RAUM, Judge: The burden was upon petitioner to show that the expenses in question were deductible. Welch v. Helvering, 290 U.S. 111">290 U.S. 111. We think that burden has not been met, and that the record affirmatively demonstrates that the deduction is not allowable. The expenses in question were personal; they were not proximately related to petitioner's business. His business was the practice of law; he was a partner in a New York law firm; and the expenses herein in no way grew out of the business of that firm. Nor is it accurate to say that they grew out of his practicing law in Connecticut. Although petitioner did take part in the Connecticut proceedings, we are convinced that the essence of the contempt action was his active participation in harboring the children in his home knowing that they were being kept in*230 violation of the New York decrees. It was made clear throughout, in Judge Fennelly's opinions and in the opinions in the Appellate Division, that petitioner was within his legal rights in representing his wife in the Connecticut proceedings. True, there was reference to the fact that petitioner is an attorney and to the part that he played in those proceedings, but a fair reading of the documents in the contempt action leads to the definite conclusion that such facts merely illuminated the contempt of which he was found guilty. The crux of the charge was aiding and abetting his wife in harboring the children in his home in defiance of orders of the New York court.
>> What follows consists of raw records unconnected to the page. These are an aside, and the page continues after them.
PR #666, opened 2025-01-20
609 filter autocomplete options of location filter text input and location filter

### LINKED ISSUE #609: Filter autocomplete options of location filter, text input and location filter

JonasKellerer:
resolves #609

### Summary

Adds the option to provide a lapis filter to the text-input, location-filter and lineage-filter. The filter is applied to limit the select options.

### PR Checklist

### DIFF
--- a/components/src/preact/lineageFilter/lineage-filter.stories.tsx
+++ b/components/src/preact/lineageFilter/lineage-filter.stories.tsx
@@ -24,6 +24,7 @@ const meta: Meta = {
                         url: AGGREGATED_ENDPOINT,
                         body: {
                             fields: ['pangoLineage'],
+                            country: 'Germany',
                         },
                     },
                     response: {
@@ -34,8 +35,39 @@ const meta: Meta = {
             ],
         },
     },
+    argTypes: {
+        lapisField: {
+            control: {
+                type: 'text',
+            },
+        },
+        placeholderText: {
+            control: {
+                type: 'text',
+            },
+        },
+        value: {
+            control: {
+                type: 'text',
+            },
+        },
+        width: {
+            control: {
+                type: 'text',
+            },
+        },
+        lapisFilter: {
+            control: {
+                type: 'object',
+            },
+        },
+    },
+
     args: {
         lapisField: 'pangoLineage',
+        lapisFilter: {
+            country: 'Germany',
+        },
         placeholderText: 'Enter a lineage',
         value: 'A.1',
         width: '100%',
@@ -47,12 +79,7 @@ export default meta;
 export const Default: StoryObj<LineageFilterProps> = {
     render: (args) => (
         <LapisUrlContext.Provider value={LAPIS_URL}>
-            <LineageFilter
-                lapisField={args.lapisField}
-                placeholderText={args.placeholderText}
-                value={args.value}
-                width={args.width}
-            />
+            <LineageFilter {...args} />
         </LapisUrlContext.Provider>
     ),
     play: async ({ canvasElement, step }) => {
--- a/components/src/web-components/input/gs-lineage-filter.tsx
+++ b/components/src/web-components/input/gs-lineage-filter.tsx
@@ -14,7 +14,7 @@ import { PreactLitAdapter } from '../PreactLitAdapter';
  * Currently, it is designed to work well with Pango Lineages,
  * but it may also be used for other lineage types, if suitable.
  *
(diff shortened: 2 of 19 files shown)


components/src/web-components/input/gs-lineage-filter.tsx
```diff
@@ -14,7 +14,7 @@ import { PreactLitAdapter } from '../PreactLitAdapter';
  * Currently, it is designed to work well with Pango Lineages,
  * but it may also be used for other lineage types, if suitable.
  *
- * It fetches all available values of the `lapisField` from the LAPIS instance
+ * It fetches all available values of the `lapisField` from the LAPIS instance, within the given `lapisFilter`
```
fengelniederhammer, line 17:
```suggestion
 * It fetches all available values of the `lapisField` from the LAPIS instance within the given `lapisFilter`
```

anna-parker (approved):
lgtm!

components/src/web-components/input/gs-lineage-filter.tsx
```diff
@@ -45,6 +45,20 @@ export class LineageFilterComponent extends PreactLitAdapter {
     @property()
     lapisField = '';
 
+    /**
+     * The filter to apply to the autocomplete options.
```
fengelniederhammer, line 49:
```suggestion
     * The filter that is used to fetch the available autocomplete options.
```

components/src/web-components/input/gs-lineage-filter.tsx
```diff
@@ -45,6 +45,20 @@ export class LineageFilterComponent extends PreactLitAdapter {
...
+     */
+    @property({ type: Object })
+    lapisFilter:
+        | (Record<string, string | string[] | number | null | boolean | undefined> & {
+              nucleotideMutations?: string[];
+              aminoAcidMutations?: string[];
+              nucleotideInsertions?: string[];
+              aminoAcidInsertions?: string[];
+          })
+        | undefined = undefined;
```
fengelniederhammer, line 60: Nitpick: It would simplify the types a little if we didn't allow `undefined` and had `{}` as the default.
```suggestion
    lapisFilter:
        | (Record<string, string | string[] | number | null | boolean | undefined> & {
              nucleotideMutations?: string[];
              aminoAcidMutations?: string[];
              nucleotideInsertions?: string[];
              aminoAcidInsertions?: string[];
          }) = {};
```

components/src/web-components/input/gs-lineage-filter.tsx
```diff
@@ -45,6 +45,20 @@ export class LineageFilterComponent extends PreactLitAdapter {
     @property()
     lapisField = '';
 
+    /**
+     * The filter to apply to the autocomplete options.
+     * It must be a valid LAPIS filter object.
+     */
```
fengelniederhammer, line 51: Let's mention that it will fetch all available options (without a filter) if this is not set? Or is that obvious enough?

components/src/preact/lineageFilter/lineage-filter.stories.tsx
```diff
@@ -34,8 +35,40 @@ const meta: Meta = {
...
+        width: {
+            control: {
+                type: 'text',
+            },
+        },
+        lapisFilter: {
+            control: {
+                type: 'object',
+            },
+        },
```
fengelniederhammer, line 64: Isn't most of this already inferred correctly by Storybook?

fengelniederhammer (approved):
Looks good, maybe the docs can be improved a little (for all components)

anna-parker:
wupps I realized while using this in dashboards that we need to pass in the lapisFilter as a dependency or else lapisFilter changes will not cause a rerender and defeat the point of this change, I used this in: https://github.com/GenSpectrum/dashboards/pull/486

components/src/web-components/input/gs-lineage-filter.tsx
JonasKellerer: I changed it, so the user knows that the default already filters for everything.

components/src/preact/lineageFilter/lineage-filter.stories.tsx
JonasKellerer: Most of it, but I think it is good to be explicit. We do this for the other stories as well.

Moreover, even if the Connecticut proceedings did constitute an essential ingredient in the contempt charge, it may well be doubted whether the expenses could be regarded as growing out of petitioner's "trade or business" within the meaning of Section 23 (a) of the Code. The Connecticut proceedings were unrelated to petitioner's legal practice; to the extent that he participated therein, he was merely utilizing his professional skills for a wholly personal objective.

Nor are the expenses in question converted into "trade*231 or business" expenses by reason of the alleged injury that petitioner's legal practice might suffer as a result of the notoriety attendant upon the contempt proceedings. The point appears to be a highly dubious one, but, in any event, the record is far from satisfactory in substantiating any such threatened injury. Petitioner admitted that his income was not reduced in any way during the year in which the contempt proceedings were pending. He testified that his practice consisted mostly of corporate law, and there is no basis, upon this record, to conclude, apart from some unsatisfactorily general statements made by petitioner himself, that his personal involvement in the contempt proceedings constituted any substantial threat to his law practice.

Since we have concluded that the expenses in question were not incurred by petitioner in carrying on a "trade or business", it becomes unnecessary to consider whether the deduction must be disallowed for the further reason that the expenses were not "ordinary and necessary" within the meaning of Section 23 (a).

Petitioner makes an alternative contention that the challenged deduction is allowable as a non-trade or non-business expense*232 under Section 23 (a) (2). We think that those provisions are obviously not applicable to the facts of this case.

Decision will be entered for the respondent.